=== What you are asked to do ===
Look through the material that follows and show every line with the string "going".

=== Exercise data ===
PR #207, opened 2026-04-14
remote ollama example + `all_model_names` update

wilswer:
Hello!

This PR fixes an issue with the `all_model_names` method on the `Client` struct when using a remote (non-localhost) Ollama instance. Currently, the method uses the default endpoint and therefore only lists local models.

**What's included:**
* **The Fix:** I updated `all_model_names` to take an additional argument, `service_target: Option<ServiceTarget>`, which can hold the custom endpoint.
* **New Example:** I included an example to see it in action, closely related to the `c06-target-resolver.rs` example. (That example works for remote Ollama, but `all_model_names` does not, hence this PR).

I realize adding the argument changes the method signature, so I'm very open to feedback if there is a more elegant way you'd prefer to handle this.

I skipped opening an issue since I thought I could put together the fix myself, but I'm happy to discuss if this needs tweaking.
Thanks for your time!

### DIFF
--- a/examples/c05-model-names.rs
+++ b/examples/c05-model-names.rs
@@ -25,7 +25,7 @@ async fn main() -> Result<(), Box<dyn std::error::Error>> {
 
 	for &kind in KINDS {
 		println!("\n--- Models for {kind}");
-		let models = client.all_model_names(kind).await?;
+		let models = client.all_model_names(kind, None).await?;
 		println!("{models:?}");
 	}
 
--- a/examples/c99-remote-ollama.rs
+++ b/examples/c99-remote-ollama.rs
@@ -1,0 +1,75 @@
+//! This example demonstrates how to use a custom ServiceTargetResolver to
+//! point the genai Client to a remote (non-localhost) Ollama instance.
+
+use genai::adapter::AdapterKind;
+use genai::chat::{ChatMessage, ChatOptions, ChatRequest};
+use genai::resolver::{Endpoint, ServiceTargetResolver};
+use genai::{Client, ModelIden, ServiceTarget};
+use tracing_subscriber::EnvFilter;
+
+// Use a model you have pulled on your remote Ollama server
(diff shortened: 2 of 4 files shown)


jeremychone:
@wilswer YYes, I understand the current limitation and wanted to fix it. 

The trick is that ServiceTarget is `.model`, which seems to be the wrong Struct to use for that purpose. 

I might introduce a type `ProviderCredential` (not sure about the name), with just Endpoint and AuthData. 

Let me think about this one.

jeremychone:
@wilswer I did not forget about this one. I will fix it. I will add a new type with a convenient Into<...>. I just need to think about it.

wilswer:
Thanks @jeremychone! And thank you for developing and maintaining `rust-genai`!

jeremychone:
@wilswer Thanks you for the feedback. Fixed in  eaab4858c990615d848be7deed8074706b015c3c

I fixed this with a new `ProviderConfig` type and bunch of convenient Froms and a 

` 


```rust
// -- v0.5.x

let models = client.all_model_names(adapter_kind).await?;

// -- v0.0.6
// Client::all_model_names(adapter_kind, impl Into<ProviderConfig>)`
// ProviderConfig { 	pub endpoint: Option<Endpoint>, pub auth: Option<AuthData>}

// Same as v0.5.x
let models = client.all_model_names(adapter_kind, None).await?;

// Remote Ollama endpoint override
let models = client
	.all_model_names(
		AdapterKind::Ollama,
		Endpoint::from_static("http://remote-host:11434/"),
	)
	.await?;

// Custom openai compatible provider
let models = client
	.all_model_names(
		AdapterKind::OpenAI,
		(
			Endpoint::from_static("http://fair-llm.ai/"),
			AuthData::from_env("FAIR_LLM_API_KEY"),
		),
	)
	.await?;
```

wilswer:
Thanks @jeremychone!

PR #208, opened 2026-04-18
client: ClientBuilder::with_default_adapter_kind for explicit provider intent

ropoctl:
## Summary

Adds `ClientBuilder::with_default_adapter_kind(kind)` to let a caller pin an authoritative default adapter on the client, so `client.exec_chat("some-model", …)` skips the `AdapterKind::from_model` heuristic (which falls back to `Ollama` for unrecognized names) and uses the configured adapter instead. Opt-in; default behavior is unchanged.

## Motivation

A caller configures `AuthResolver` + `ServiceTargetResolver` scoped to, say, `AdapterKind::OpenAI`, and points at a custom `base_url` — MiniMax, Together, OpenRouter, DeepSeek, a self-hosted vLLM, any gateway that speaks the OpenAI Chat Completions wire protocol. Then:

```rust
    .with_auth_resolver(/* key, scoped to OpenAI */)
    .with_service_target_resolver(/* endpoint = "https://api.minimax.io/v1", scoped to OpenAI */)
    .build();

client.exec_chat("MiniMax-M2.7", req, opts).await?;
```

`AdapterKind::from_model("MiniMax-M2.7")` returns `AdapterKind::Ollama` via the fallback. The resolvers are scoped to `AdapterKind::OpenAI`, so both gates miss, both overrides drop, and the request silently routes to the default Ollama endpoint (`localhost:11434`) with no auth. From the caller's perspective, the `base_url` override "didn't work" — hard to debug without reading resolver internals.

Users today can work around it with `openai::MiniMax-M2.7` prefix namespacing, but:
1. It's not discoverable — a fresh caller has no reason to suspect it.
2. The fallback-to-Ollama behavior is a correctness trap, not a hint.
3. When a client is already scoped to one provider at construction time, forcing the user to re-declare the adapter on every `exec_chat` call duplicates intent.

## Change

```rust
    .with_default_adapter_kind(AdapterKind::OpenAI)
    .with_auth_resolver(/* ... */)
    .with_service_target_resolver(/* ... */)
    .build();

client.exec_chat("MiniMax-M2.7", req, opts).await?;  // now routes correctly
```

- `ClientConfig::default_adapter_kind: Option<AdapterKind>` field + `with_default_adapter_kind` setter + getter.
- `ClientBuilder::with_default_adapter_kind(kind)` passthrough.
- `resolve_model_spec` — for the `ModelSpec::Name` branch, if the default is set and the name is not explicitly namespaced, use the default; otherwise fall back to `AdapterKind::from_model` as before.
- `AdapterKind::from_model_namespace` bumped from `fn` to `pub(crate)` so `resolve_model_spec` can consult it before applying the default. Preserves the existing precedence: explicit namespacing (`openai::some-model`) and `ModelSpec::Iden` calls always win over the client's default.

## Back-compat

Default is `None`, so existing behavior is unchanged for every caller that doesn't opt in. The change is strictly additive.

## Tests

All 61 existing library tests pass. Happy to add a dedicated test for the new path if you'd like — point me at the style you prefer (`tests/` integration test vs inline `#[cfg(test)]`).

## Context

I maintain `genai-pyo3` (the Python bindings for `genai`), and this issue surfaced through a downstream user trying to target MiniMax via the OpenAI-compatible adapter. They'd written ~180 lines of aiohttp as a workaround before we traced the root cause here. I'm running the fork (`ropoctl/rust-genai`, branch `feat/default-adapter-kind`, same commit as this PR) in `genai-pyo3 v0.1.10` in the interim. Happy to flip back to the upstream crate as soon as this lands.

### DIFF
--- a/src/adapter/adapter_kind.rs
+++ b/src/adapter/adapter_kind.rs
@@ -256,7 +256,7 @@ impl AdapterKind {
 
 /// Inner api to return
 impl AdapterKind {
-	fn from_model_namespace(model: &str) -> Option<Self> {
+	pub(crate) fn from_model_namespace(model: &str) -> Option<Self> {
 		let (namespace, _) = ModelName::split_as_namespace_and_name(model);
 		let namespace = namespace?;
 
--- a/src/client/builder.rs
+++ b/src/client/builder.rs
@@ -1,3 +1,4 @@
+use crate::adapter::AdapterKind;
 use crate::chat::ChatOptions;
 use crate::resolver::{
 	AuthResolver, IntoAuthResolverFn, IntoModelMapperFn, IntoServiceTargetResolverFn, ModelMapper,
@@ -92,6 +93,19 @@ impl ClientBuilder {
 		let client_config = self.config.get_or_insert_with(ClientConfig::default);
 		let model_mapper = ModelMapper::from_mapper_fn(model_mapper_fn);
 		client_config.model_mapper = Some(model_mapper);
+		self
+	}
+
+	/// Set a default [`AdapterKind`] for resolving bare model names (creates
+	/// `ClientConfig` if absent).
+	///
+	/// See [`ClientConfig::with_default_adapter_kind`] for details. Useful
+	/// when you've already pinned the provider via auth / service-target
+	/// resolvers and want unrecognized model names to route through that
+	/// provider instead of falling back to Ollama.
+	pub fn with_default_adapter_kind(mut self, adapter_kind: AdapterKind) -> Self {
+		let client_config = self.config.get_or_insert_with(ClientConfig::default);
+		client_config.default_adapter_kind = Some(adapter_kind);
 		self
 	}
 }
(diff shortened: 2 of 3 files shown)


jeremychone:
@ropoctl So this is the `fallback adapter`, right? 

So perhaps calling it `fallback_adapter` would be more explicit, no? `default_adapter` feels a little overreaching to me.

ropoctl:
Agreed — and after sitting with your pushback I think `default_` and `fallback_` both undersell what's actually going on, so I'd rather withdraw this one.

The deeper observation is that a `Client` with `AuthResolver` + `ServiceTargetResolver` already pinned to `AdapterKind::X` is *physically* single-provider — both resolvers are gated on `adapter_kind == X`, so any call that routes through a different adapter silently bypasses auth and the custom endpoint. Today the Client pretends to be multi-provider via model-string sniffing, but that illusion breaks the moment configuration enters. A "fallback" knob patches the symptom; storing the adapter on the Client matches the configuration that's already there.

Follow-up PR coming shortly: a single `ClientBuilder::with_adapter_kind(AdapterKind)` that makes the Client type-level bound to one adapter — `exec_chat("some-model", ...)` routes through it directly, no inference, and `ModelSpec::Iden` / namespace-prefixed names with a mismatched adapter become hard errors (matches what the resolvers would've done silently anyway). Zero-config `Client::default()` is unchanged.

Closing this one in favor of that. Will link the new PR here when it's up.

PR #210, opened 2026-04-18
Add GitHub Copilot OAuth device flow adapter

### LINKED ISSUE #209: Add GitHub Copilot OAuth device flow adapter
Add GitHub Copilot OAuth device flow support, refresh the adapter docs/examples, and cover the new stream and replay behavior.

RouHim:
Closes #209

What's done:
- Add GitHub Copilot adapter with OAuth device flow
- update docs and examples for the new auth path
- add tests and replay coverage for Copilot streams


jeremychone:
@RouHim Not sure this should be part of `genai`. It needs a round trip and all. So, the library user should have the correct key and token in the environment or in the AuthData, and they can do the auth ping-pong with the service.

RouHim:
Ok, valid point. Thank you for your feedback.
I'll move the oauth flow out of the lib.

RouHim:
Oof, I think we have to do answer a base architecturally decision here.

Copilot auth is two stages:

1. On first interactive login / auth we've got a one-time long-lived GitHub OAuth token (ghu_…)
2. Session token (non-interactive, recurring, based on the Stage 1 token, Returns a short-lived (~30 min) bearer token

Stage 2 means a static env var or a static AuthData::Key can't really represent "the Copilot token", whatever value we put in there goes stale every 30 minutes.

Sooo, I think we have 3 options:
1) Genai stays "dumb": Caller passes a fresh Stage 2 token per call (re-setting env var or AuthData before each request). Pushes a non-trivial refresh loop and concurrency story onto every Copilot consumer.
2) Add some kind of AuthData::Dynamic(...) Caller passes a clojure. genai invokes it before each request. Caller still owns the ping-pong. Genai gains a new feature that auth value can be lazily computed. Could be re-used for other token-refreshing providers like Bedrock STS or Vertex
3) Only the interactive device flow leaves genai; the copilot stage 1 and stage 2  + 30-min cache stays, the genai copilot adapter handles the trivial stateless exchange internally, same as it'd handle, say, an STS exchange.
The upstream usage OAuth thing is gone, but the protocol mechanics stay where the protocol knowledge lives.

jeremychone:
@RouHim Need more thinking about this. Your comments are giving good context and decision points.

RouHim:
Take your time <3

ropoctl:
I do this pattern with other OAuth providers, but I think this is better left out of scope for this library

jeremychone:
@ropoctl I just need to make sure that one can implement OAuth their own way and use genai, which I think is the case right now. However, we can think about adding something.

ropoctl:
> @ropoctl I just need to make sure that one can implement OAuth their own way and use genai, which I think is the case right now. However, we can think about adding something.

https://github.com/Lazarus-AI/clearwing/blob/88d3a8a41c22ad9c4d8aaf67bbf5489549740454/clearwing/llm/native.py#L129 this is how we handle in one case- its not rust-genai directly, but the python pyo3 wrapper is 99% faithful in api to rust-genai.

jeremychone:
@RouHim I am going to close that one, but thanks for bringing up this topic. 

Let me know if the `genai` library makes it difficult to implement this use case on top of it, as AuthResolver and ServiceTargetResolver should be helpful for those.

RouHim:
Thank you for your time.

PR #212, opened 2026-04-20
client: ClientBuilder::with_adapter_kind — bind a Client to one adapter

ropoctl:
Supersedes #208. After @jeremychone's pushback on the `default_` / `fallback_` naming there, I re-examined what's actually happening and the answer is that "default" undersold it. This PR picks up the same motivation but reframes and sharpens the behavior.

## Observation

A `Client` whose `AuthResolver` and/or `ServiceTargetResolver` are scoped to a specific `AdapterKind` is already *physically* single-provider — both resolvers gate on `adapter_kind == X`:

=== Your solution ===
Agreed — and after sitting with your pushback I think `default_` and `fallback_` both undersell what's actually going on, so I'd rather withdraw this one.
@RouHim I am going to close that one, but thanks for bringing up this topic. 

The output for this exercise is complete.